|Title||Fragmented Care is Prevalent Among Inflammatory Bowel Disease Readmissions and is Associated With Worse Outcomes.|
|Publication Type||Journal Article|
|Year of Publication||2019|
|Authors||Cohen-Mekelburg S, Rosenblatt R, Gold S, Shen N, Fortune B, Waljee AK, Saini S, Scherl E, Burakoff R, Unruh M|
|Journal||Am J Gastroenterol|
|Date Published||2019 02|
|Keywords||Adolescent, Adult, Age Factors, Aged, Cohort Studies, Colonoscopy, Continuity of Patient Care, Female, Florida, Hospital Mortality, Hospitalization, Humans, Inflammatory Bowel Diseases, Insurance, Health, Length of Stay, Logistic Models, Longitudinal Studies, Male, Medicaid, Medically Uninsured, Medicare, Middle Aged, Mood Disorders, Multivariate Analysis, New York, Patient Readmission, Retrospective Studies, Risk Factors, Substance-Related Disorders, United States, Young Adult|
OBJECTIVES: Inflammatory bowel disease (IBD) is a complex chronic disease that often requires a multispeciality approach; thus, IBD patients are prone to care fragmentation. We aim to determine the prevalence of fragmentation among hospitalized IBD patients and identify associated predictors and visit-level outcomes.
METHODS: The State Inpatient Databases for New York and Florida were used to identify 90-day readmissions among IBD inpatients from 2009 to 2013. The prevalence of fragmentation, defined as a readmission to a non-index hospital, was reported. Characteristics associated with fragmented care were identified using multivariable logistic regression. Multivariable models were utilized to determine the association between fragmentation and outcomes (in-hospital mortality, readmission length of stay, and inpatient colonoscopy).

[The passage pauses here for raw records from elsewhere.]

PR #61, opened 2023-02-16
Fix get_filtered_models parameter order.

esunar:


rgildein (approved):
LGTM, I tested it and it's working fine (we need to add functional tests for this)

PR #62, opened 2023-02-16
Fix the documentation with respect to config.

esunar:


docs/configuration.md
```diff
@@ -51,7 +51,7 @@ controllers:
 
 ## Default config
 
-The key inside *default* will provide the default value to `{key}s` if the value is not exists.
+The key inside *default* will provide the default value to `controller` if the value is not exists.
```
rgildein, line 54: This is not true, we are still using `key + s`.

rgildein (changes requested):

rgildein (approved):

PR #67, opened 2023-02-21
dropped duplicated requirements

rgildein:
We do not need to have requirements in two places.


esunar (approved):

esunar:
@rgildein can we apply this to setup.cfg and requirements.txt?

RESULTS: Among IBD inpatients, 25,241 and 29,033 90-day readmission visits were identified, in New York and Florida, respectively. The prevalence of fragmentation was 26.4% in New York and 32.5% in Florida. Younger age, a non-emergent admission type, public payer or uninsured status, mood disorder, and substance abuse were associated with fragmented care, while female gender and a primary diagnosis of an IBD-related complication had an inverse association. Fragmented inpatient care is associated with a higher likelihood of in-hospital death, higher rates of inpatient colonoscopy, and a longer readmission length of stay.
CONCLUSIONS: Over one in four IBD inpatient readmissions are fragmented. Disparities and differences in fragmentation exist and contribute to poor patient outcomes. Additional efforts targeting fragmentation should be made to better coordinate IBD management, reduce healthcare gaps, and promote high-value care.